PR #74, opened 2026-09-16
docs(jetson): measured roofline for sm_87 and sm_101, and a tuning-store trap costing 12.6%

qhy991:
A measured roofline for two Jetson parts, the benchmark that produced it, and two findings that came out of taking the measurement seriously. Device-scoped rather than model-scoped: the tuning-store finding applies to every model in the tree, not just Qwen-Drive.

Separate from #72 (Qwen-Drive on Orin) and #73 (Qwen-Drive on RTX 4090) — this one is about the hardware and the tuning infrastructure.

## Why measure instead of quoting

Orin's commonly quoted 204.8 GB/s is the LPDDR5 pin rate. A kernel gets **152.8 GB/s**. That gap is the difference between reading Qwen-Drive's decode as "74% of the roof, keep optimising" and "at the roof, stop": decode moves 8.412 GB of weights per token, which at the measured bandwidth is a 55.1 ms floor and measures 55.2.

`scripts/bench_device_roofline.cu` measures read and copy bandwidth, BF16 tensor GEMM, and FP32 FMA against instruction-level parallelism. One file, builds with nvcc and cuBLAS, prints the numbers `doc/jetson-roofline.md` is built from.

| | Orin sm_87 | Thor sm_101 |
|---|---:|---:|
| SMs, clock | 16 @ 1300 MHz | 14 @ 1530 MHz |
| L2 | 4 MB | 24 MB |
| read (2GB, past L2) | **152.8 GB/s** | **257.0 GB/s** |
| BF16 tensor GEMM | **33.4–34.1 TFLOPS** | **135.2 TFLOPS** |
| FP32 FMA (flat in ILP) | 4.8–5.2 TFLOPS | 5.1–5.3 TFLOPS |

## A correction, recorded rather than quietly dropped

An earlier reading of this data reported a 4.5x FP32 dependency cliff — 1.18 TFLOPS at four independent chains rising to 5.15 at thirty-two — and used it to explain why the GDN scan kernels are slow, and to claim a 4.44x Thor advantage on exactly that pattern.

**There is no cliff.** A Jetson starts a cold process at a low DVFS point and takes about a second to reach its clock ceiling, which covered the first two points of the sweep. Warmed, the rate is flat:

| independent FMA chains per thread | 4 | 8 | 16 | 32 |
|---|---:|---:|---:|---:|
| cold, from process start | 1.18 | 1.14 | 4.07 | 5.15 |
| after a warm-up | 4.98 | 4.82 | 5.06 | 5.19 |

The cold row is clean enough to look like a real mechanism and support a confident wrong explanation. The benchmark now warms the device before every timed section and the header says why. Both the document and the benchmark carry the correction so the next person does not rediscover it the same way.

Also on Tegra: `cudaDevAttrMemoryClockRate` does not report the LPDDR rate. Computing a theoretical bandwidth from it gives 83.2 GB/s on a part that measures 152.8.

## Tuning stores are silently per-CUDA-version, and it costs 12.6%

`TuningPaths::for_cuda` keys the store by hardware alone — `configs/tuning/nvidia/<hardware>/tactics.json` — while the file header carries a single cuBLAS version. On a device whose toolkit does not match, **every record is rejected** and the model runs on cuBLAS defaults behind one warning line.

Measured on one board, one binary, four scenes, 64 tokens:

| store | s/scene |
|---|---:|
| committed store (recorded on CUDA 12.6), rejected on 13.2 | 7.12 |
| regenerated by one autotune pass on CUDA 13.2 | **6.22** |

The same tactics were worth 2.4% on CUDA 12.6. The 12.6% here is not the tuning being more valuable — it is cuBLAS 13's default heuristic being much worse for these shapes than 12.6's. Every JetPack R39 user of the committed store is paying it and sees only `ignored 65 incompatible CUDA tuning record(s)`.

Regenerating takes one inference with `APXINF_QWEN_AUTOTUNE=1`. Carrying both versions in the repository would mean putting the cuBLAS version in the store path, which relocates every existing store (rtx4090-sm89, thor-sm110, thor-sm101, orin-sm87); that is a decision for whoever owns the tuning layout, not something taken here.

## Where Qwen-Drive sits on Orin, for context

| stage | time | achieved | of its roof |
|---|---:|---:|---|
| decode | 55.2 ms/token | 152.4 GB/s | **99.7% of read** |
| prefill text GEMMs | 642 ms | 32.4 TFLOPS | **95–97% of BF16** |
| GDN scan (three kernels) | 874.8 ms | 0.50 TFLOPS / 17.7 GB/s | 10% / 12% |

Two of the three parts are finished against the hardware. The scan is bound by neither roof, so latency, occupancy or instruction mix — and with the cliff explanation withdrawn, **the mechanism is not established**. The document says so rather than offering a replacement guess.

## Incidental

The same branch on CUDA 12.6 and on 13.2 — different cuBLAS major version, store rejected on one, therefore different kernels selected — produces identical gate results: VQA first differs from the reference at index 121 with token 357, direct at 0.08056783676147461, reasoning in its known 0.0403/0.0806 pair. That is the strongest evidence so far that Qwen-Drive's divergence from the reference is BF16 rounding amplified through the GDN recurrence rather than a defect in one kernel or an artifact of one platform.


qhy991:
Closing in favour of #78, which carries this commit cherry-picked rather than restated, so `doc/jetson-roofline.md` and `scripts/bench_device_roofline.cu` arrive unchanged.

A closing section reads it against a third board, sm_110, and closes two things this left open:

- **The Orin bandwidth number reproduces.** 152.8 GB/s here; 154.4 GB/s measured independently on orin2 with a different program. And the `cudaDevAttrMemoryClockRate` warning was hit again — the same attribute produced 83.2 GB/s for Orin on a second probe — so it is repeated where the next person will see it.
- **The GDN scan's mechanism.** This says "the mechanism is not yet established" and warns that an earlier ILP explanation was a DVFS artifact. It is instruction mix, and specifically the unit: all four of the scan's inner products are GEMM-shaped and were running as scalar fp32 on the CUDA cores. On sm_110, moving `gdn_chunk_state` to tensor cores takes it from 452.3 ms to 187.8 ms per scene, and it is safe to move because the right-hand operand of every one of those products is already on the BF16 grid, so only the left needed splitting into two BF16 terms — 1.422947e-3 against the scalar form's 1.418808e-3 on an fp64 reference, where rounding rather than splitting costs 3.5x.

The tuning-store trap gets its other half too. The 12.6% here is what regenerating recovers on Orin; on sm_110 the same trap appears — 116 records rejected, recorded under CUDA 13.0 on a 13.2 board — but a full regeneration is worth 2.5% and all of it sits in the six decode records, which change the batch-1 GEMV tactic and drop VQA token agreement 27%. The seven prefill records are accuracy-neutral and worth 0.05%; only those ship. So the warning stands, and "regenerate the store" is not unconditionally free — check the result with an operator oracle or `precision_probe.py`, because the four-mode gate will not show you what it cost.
---
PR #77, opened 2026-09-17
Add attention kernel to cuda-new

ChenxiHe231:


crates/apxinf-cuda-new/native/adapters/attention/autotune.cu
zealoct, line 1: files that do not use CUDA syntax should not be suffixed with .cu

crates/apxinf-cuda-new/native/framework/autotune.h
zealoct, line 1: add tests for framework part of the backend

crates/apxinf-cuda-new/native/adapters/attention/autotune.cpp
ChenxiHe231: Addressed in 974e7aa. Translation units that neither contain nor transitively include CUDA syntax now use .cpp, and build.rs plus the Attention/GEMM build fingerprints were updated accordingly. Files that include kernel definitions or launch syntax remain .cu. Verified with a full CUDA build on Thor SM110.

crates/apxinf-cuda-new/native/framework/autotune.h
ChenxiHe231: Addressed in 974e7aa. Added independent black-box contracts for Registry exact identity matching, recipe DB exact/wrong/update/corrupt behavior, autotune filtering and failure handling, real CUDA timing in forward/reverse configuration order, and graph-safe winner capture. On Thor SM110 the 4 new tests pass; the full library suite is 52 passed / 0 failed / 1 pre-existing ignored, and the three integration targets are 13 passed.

Task requirements: The required answer is the run of lines above, starting at the line with "Add attention kernel to cuda-new" and ending at the line with "crates/apxinf-cuda-new/native/adapters/attention/autotune.cpp", reproduced exactly with both ends.

Answer section:
Add attention kernel to cuda-new

ChenxiHe231:


crates/apxinf-cuda-new/native/adapters/attention/autotune.cu
zealoct, line 1: files that do not use CUDA syntax should not be suffixed with .cu

crates/apxinf-cuda-new/native/framework/autotune.h
zealoct, line 1: add tests for framework part of the backend

crates/apxinf-cuda-new/native/adapters/attention/autotune.cpp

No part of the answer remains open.